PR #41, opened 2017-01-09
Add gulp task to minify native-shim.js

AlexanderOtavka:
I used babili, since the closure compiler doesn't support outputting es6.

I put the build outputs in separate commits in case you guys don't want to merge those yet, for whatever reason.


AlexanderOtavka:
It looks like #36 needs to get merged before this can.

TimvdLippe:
------------------------
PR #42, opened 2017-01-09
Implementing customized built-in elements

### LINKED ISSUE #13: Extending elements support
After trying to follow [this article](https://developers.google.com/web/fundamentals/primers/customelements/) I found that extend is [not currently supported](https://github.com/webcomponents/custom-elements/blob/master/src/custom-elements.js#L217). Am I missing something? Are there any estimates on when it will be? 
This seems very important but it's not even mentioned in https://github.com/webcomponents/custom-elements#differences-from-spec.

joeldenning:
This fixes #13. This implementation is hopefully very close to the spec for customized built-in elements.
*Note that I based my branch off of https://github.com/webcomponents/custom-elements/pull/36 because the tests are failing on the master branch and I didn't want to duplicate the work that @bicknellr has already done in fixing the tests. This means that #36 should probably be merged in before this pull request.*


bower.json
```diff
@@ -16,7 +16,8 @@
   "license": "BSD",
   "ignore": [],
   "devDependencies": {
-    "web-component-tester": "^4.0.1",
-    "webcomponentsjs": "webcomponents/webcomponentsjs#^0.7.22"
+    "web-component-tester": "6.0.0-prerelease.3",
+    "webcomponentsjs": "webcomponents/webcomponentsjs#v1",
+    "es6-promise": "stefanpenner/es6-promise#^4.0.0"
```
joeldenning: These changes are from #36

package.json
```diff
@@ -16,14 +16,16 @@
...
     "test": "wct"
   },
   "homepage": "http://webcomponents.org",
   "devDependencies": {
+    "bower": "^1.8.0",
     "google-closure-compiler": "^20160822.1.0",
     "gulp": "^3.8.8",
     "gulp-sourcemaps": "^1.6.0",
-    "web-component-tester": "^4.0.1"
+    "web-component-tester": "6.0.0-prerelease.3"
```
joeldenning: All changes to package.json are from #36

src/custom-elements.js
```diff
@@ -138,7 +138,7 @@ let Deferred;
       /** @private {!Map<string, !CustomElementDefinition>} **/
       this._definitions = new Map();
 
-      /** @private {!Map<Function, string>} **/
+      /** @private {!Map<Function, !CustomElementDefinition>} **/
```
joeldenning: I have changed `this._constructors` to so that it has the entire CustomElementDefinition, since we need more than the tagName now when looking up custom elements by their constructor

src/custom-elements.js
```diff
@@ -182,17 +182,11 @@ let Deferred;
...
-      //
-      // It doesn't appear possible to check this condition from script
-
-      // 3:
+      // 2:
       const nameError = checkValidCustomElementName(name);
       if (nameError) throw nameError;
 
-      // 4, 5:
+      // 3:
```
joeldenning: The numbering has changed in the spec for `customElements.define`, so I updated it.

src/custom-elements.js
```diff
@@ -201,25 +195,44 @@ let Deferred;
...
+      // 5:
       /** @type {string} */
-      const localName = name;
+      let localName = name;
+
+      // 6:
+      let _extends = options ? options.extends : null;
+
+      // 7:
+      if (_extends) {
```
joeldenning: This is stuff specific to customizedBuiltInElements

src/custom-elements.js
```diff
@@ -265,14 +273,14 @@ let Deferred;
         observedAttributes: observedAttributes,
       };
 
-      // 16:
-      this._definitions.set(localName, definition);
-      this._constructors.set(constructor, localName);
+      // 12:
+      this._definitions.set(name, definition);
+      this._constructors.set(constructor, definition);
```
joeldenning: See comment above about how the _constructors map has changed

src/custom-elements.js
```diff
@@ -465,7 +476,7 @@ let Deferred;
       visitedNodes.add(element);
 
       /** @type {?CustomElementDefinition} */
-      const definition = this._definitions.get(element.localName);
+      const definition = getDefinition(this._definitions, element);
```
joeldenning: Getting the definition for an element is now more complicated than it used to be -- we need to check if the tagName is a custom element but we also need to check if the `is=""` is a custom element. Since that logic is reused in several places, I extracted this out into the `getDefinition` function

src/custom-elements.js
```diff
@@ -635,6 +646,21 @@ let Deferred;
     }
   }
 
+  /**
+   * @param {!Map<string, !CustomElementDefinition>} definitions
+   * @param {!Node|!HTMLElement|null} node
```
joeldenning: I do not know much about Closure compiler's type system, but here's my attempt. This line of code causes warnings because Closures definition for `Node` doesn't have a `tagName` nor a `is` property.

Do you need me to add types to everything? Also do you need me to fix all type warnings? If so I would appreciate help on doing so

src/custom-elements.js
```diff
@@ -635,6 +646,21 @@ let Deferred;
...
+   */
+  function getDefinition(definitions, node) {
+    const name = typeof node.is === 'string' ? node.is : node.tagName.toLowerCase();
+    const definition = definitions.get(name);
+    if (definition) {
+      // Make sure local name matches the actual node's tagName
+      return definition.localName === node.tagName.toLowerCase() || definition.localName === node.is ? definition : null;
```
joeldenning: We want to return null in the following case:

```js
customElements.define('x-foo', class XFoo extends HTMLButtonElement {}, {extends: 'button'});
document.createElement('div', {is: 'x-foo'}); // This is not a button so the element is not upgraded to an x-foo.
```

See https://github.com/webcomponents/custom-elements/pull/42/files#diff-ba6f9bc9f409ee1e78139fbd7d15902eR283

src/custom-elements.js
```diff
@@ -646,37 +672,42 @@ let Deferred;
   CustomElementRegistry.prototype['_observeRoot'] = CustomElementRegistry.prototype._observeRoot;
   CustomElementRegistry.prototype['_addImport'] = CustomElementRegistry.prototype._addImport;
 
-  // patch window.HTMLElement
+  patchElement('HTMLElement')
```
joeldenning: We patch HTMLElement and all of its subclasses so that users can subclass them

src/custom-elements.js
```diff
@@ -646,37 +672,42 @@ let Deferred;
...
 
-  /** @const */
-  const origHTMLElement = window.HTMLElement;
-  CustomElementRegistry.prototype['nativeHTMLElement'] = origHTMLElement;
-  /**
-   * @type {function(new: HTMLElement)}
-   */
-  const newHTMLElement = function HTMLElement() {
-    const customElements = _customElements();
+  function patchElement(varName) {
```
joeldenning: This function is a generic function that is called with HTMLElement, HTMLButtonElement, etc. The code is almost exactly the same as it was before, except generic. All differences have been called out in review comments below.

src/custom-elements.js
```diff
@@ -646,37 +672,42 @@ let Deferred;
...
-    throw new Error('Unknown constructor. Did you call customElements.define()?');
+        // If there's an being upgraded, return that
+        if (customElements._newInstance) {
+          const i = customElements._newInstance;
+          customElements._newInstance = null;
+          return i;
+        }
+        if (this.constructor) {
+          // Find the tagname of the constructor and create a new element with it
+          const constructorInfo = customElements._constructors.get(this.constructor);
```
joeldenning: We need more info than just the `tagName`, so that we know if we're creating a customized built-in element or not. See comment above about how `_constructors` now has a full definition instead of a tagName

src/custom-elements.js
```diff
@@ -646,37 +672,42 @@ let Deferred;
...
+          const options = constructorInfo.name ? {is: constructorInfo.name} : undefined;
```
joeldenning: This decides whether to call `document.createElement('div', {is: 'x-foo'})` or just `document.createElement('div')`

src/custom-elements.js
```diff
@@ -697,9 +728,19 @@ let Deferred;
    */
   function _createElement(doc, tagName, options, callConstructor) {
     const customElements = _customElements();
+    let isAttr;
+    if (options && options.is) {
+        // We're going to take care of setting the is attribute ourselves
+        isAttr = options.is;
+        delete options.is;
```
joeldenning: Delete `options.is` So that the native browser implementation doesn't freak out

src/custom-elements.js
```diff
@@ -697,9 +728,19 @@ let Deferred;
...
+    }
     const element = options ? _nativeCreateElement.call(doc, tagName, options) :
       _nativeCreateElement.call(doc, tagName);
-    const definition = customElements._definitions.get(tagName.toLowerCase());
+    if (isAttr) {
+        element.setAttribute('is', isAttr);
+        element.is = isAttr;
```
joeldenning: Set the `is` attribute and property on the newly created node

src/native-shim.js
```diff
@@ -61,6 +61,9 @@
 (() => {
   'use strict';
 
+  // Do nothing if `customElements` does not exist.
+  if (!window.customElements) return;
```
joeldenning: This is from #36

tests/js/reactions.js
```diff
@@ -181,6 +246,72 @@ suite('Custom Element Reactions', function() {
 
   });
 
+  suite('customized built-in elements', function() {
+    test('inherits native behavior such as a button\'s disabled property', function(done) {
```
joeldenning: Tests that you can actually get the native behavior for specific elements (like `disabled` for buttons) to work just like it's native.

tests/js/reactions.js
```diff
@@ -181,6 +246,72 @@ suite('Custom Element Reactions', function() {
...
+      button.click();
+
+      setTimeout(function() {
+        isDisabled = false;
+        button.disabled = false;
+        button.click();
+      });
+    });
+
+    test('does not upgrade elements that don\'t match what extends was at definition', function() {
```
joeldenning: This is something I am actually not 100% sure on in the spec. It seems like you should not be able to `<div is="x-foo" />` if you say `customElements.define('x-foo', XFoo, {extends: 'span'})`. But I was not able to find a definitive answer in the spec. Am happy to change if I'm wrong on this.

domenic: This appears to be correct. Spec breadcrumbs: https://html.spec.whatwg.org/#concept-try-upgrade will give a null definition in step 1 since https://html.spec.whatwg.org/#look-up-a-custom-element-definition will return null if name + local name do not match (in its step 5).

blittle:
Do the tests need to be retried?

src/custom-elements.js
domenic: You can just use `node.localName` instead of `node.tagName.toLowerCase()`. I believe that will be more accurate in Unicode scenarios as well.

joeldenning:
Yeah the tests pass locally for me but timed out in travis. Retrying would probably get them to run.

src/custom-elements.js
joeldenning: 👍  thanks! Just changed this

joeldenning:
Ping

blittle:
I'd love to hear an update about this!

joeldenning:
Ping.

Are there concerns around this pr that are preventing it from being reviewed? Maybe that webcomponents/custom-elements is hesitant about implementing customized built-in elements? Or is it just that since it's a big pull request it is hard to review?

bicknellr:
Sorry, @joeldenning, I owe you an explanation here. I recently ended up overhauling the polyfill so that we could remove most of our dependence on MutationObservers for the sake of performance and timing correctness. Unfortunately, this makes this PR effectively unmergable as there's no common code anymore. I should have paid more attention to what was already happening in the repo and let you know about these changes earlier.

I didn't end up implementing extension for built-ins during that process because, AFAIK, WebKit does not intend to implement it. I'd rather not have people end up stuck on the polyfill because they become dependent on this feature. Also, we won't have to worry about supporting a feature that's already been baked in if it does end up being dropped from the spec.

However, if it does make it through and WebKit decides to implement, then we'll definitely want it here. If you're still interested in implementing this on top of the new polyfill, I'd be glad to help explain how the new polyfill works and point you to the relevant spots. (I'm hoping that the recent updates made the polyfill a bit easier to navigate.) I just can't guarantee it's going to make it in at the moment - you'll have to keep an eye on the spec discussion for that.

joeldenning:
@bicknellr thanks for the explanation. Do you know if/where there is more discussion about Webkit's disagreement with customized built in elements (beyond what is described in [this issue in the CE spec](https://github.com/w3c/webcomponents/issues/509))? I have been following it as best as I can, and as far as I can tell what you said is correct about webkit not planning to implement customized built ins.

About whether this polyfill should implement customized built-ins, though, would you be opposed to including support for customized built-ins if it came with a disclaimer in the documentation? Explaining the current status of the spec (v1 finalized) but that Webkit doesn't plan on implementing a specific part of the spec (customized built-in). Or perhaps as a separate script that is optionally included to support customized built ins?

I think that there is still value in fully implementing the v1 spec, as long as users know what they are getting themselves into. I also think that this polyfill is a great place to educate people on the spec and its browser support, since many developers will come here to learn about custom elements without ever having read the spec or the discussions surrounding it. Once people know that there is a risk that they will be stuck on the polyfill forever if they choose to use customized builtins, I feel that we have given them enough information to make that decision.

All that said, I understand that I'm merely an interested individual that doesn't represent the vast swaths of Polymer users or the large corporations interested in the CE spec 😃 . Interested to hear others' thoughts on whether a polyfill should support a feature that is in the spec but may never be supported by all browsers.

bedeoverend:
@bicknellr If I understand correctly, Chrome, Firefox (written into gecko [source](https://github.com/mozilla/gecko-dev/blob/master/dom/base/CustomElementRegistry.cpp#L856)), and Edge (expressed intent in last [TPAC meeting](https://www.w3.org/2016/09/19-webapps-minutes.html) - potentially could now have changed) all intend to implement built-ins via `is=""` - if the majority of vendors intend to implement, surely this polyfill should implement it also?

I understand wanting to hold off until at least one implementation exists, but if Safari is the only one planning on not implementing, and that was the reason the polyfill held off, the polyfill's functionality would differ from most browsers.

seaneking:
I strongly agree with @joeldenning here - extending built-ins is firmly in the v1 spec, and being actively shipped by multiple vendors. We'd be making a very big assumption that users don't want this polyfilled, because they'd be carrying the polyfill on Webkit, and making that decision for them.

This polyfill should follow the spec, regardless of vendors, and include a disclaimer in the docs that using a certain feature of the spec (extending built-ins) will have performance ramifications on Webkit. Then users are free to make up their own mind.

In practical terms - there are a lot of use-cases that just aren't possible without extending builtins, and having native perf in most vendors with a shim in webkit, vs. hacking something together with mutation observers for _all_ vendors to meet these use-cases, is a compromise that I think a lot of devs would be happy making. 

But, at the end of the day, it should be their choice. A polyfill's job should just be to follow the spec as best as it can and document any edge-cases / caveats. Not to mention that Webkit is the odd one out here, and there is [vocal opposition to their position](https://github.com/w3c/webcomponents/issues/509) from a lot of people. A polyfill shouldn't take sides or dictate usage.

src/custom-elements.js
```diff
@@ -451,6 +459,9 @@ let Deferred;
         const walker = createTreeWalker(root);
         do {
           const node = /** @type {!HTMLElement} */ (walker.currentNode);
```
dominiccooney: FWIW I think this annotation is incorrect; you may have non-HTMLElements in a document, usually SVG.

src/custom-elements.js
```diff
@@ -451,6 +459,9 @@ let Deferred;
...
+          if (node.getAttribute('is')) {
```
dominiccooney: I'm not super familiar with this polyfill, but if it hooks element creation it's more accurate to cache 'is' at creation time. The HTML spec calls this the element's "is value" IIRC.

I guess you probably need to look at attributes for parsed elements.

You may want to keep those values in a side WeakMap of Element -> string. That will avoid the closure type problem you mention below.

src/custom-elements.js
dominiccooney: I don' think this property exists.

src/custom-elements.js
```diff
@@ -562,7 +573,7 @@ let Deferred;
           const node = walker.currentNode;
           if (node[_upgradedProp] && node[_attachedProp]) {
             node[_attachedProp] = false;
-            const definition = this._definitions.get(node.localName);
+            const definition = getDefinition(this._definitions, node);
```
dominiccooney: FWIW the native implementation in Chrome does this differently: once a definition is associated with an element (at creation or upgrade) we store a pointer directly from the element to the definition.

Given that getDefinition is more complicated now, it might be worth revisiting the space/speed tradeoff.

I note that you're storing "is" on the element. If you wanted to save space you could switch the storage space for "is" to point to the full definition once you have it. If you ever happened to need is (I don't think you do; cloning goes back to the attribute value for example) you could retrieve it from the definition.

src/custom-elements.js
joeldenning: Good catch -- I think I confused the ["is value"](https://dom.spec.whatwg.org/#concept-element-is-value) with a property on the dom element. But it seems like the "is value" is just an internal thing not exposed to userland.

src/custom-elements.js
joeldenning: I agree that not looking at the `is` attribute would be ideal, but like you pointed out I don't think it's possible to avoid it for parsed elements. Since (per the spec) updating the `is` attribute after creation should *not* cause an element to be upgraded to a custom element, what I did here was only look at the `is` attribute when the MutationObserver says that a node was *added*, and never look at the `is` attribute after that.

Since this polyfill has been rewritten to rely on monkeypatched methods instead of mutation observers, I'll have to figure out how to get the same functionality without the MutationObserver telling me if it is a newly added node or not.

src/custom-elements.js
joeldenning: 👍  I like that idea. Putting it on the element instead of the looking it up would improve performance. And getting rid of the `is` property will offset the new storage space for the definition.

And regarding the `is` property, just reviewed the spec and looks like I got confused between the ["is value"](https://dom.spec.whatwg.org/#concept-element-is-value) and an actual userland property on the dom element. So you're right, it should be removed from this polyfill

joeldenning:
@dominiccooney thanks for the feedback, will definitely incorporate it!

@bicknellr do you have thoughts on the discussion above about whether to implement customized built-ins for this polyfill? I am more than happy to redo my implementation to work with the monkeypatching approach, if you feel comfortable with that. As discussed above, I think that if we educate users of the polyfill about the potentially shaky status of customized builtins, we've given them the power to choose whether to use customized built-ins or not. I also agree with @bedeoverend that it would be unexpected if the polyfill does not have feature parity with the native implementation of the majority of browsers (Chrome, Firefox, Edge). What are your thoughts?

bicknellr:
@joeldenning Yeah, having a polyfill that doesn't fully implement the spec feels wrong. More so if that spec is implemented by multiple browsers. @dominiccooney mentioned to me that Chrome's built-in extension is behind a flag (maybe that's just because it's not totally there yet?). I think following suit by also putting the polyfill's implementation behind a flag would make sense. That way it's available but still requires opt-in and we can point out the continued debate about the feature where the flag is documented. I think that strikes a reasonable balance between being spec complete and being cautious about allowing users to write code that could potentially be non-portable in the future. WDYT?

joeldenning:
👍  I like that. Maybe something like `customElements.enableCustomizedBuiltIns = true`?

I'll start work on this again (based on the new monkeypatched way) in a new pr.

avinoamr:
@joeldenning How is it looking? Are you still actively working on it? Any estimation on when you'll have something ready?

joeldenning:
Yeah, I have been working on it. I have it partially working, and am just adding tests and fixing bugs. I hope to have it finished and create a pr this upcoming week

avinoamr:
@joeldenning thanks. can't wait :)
------------------------
YOUR TASK:
Each line in the data that holds the string "because" must be returned.

RESPONSE AREA:
*Note that I based my branch off of https://github.com/webcomponents/custom-elements/pull/36 because the tests are failing on the master branch and I didn't want to duplicate the work that @bicknellr has already done in fixing the tests. This means that #36 should probably be merged in before this pull request.*
joeldenning: I do not know much about Closure compiler's type system, but here's my attempt. This line of code causes warnings because Closures definition for `Node` doesn't have a `tagName` nor a `is` property.
I didn't end up implementing extension for built-ins during that process because, AFAIK, WebKit does not intend to implement it. I'd rather not have people end up stuck on the polyfill because they become dependent on this feature. Also, we won't have to worry about supporting a feature that's already been baked in if it does end up being dropped from the spec.
I strongly agree with @joeldenning here - extending built-ins is firmly in the v1 spec, and being actively shipped by multiple vendors. We'd be making a very big assumption that users don't want this polyfilled, because they'd be carrying the polyfill on Webkit, and making that decision for them.
@joeldenning Yeah, having a polyfill that doesn't fully implement the spec feels wrong. More so if that spec is implemented by multiple browsers. @dominiccooney mentioned to me that Chrome's built-in extension is behind a flag (maybe that's just because it's not totally there yet?). I think following suit by also putting the polyfill's implementation behind a flag would make sense. That way it's available but still requires opt-in and we can point out the continued debate about the feature where the flag is documented. I think that strikes a reasonable balance between being spec complete and being cautious about allowing users to write code that could potentially be non-portable in the future. WDYT?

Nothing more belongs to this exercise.